Weiland and Dean DeLeo performed an impromptu acoustic version of "Plush" on the MTV show Headbangers Ball on December 5, 1992. The recording was originally only available on a CD single from the United Kingdom for their single, "Creep", the European CD single for "Sex Type Thing," and on the German promotional single "Plush (unplushed)". It was not officially released anywhere else until appearing on the greatest hits album, Thank You (2003) alongside the original studio recording.

Upon its release as a promotional single in 2003, the acoustic rendition did not chart on the US or international charts, but had moderate airplay when the original version had heavy airplay on radio at the time.

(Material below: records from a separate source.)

PR #253, opened 2020-09-11
Add steps to release workflow for grapl-common

wimax-grapl:
I realized I missed this in the original diff. Basically copy-paste of the analyzerlib one


jgrillo-grapl (approved):
LGTM

PR #262, opened 2020-09-16
Fix issue with grapl-model-plugin-deployer

colin-grapl:
This is a hotfix. I'll create an issue for this retroactively, but I want to start the PR now.

When deploying new nodes, we need to fetch the existing schemas of nodes from dgraph and reconstruct them as python
The problem is that we don't know what the reverse edges are, ie: We can know that it's a ManyToX relationship, but not if it's a ToOne or a ToMany
We basically just set the reverse edge to null and say "don't worry about it, just worry about what we know"
There was an inversion in some of the code that led to the edge being OneToMany, not ManyToOne, and so that broke some of our model plugin deployer code.

Tested via localgrapl.

### DIFF
--- a/etc/local_grapl/grapl_provision.py
+++ b/etc/local_grapl/grapl_provision.py
@@ -408,8 +408,6 @@ if __name__ == "__main__":
             if i > 10:
                 LOGGER.error("mg provision failed with: ", e)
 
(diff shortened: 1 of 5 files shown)


jgrillo-grapl (approved):
👍

PR #267, opened 2020-09-17
Promote Metric Forwarder to a true CDK service (and a bunch of random fixes I found along the way)

wimax-grapl:
#232

- Add all the dobi/docker/cdk scaffolding for Metric Forwarder as a lambda service; also some bugfixes in the docker files
- quicker parallelized `extract-grapl-deployment-artifacts`
- Added Sysmon as a 'client' of the metric forwarder (its logs are sent to the metric forwarder)
- Completely revamped the printlns for monitoring
(Before: Assumed the Lambda runtime spit out timestamp info; it does not, so I now encode it, like `MONITORING|timestamp_here|statsd_stuff_here`)
- Add some debuggability to the metric forwarder (info!s, better errors)

Deployed to CDK, and it works! I see the sysmon metric in Cloudwatch.

### DIFF
--- a/dobi.yaml
+++ b/dobi.yaml
@@ -386,7 +386,7 @@ compose=integration-env:
     # rust images
     - analyzer-dispatcher
     - generic-subgraph-generator
-    - metric-forwarder # TODO should I???
+    - metric-forwarder  # though, not currently used in integration
     - graph-merger
     - node-identifier
     - node-identifier-retry-handler
--- a/dobi.yaml
+++ b/dobi.yaml
@@ -39,6 +39,18 @@ image=analyzer-dispatcher:
   depends:
     - rust-build
 
+image=metric-forwarder:
+  image: grapl/metric-forwarder
+  context: src/rust/metric-forwarder
+  dockerfile: Dockerfile
+  args:
+    release_target: "{env.GRAPL_RELEASE_TARGET:debug}"
+  target: grapl-metric-forwarder
+  tags:
+    - "{env.TAG}"
+  depends:
+    - rust-build
+
 image=generic-subgraph-generator:
   image: grapl/grapl-generic-subgraph-generator
   context: src/rust/generic-subgraph-generator
@@ -374,6 +386,7 @@ compose=integration-env:
     # rust images
     - analyzer-dispatcher
     - generic-subgraph-generator
+    - metric-forwarder # TODO should I???
     - graph-merger
     - node-identifier
     - node-identifier-retry-handler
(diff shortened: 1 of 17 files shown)


dobi.yaml
```diff
@@ -374,6 +386,7 @@ compose=integration-env:
     # rust images
     - analyzer-dispatcher
     - generic-subgraph-generator
+    - metric-forwarder # TODO should I???
```
wimax-grapl, line 389: since we haven't figured out a way to loop this into integration yet, unsure if it's worth including here

src/js/grapl-cdk/extract-grapl-deployment-artifacts.sh
```diff
@@ -2,18 +2,29 @@
...
 if [ -z "$VERSION" ]
 then
-  echo "Please set VERSION= (it's same as TAG= for dobi)"
+  echo "Please set VERSION="
   exit 1
 fi
 
+export GRAPLROOT=$(realpath ../../..)
+export ZIPS_DIR=$(realpath zips)
+
```
wimax-grapl, line 11: my bash-fu is not phenomenal, and I overuse export VAR=thing when I could drop the export

src/rust/grapl-observe/src/metric_reporter.rs
```diff
@@ -17,6 +18,7 @@ pub struct MetricReporter {
     to stdout; then, later, a lambda reads in these messages and writes them to Cloudwatch.
     (originally recommended in an article by Yan Cui)
     */
+    // TODO: I think I gotta mutex or arc this; two threads grab it at once and sometimes print the wrong thing!
     buffer: String,
```
wimax-grapl, line 22: turns out my understanding of rust borrowing is not good; i thought the borrow checker might, somehow, insert locks to prevent two threads from mutating this buffer at once. I was very wrong! Turns out I was seeing some unexpected re-use of the buffer within sysmon-generator during some runs.



This will be my next task.

src/rust/sysmon-subgraph-generator/src/main.rs
```diff
@@ -668,7 +669,7 @@ async fn main() -> Result<(), Box<dyn std::error::Error>> {
     grapl_config::init_grapl_log!();
     info!("Starting sysmon-subgraph-generator");
 
-    let metrics = SysmonSubgraphGeneratorMetrics {
+    let mut metrics = SysmonSubgraphGeneratorMetrics {
```
wimax-grapl, line 672: woops this is not necessary

dobi.yaml
jgrillo-grapl: IMO definitely worth including it here, if only as a reminder that it exists. This list should stay in sync with the docker-compose.yml--e.g. every service in that file should be represented here.

colin-grapl (approved):

PR #269, opened 2020-09-17
Dependency inject a std::io::Write into MetricReporter for better testing

wimax-grapl:
#232 i guess

better testing bruh

cargo test


wimax-grapl:
getting a Writer callback is far too frustrating, whatever

PR #270, opened 2020-09-18
better testing around MetricReporter - dependency inject utcnow, Write

wimax-grapl:
#232 metrics

modify the MetricReporter so we can inject stuff and test it

unit tests baybeeee


jgrillo-grapl (approved):
LGTM

PR #287, opened 2020-09-22
added EngagementCreatorMetrics as a sample of metrics in a Python service

wimax-grapl:
#232 

Adds rudimentary metrics to one of our service, engagement creator.
...also:
- fixed up grapl_common a bit (the setup.py was slightly wrong)
- more strict mypy in grapl_common and engagement-creator
- introduced `histogram_ctx()`
 

added some tests

### DIFF
--- a/src/python/engagement-creator/src/engagement-creator.py
+++ b/src/python/engagement-creator/src/engagement-creator.py
@@ -5,7 +5,7 @@ import sys
 import time
 import traceback
 from collections import defaultdict
-from typing import Any, Dict, Iterator, Tuple, Sequence, Optional, cast, TypeVar
+from typing import Any, Dict, Iterator, Tuple, Sequence, Optional, cast, TypeVar, Type
 
 import boto3
 import botocore.exceptions  # type: ignore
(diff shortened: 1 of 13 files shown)


src/python/engagement-creator/src/engagement-creator.py
```diff
@@ -206,92 +211,109 @@ def nodes_to_attach_risk_to(
...
     mg_client = MasterGraphClient()
-
     s3 = get_s3_client()
+    metrics = get_metrics()
+
     for event in s3_event["Records"]:
-        if not IS_LOCAL:
-            event = json.loads(event["body"])["Records"][0]
+        with metrics.time_to_process_event():
+            _process_one_event(event, s3, mg_client, metrics)
```
jgrillo-grapl, line 225: If an exception is thrown in `_process_one_event(..)` we'll record a duration but not an "events_processed" count. This seems like the right thing to me as "events_processed" are only the successfully processed events, but should we also count failures? The use case I'm thinking of is that if error handling is very slow, so a block of errors bogs down processing, it would be nice to be able to correlate the latency increase with a failure spike.

jgrillo-grapl (approved):
A couple minor questions/comments, nothing blocking.

src/python/engagement-creator/src/engagement-creator.py
wimax-grapl: Sure, makes sense. I'll do

```
            try:
                _process_one_event(event, s3, mg_client)
            except:
                metrics.event_processed(status="failure")
                raise
            else:
                metrics.event_processed(status="success")
```

src/python/engagement-creator/src/engagement-creator.py
```diff
@@ -206,92 +211,109 @@ def nodes_to_attach_risk_to(
     return [node for node in nodes if node.node_key in risky_node_keys_set]
 
 
+def get_metrics() -> EngagementCreatorMetrics:
```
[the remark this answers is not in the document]
wimax-grapl: i'll go with overly verbose `create_metrics_client()`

A rare first take of the same acoustic version on MTV's Headbangers Ball was also available, but it was only found as a B-side to the rare "Crackerman" single. It has the same length and processing as the original electric version, and also uses the last part of the original electric version.

===Critical reception===
The Daily Vault's Benjamin Ray, while praising both the electric and acoustic versions of "Plush" as hits, prefers the former, as he feels Eric Kretz's drumming gives it more "power." Ghost Cult Magazine's Nik Cameron recalled his "heart nearly seized" when seeing the song performed on MTV's Headbangers Ball. The Great Album's Bill Lambusta and Brian Erickson praised the song and Weiland's vocal performance, "there's nothing. He's just sitting in front of a microphone. Crystal clear. And just nearly perfect, I would say."

Dolby Disaster's Mike Beal placed the song (specifically the first take on MTV's Headbangers Ball) at number 24 on his "Dolby's Top 25 Unplugged Songs of All Time" list, and wrote it "offers a nice tinge of bongos and dual guitar as an easy backdrop for that brilliant chord progression."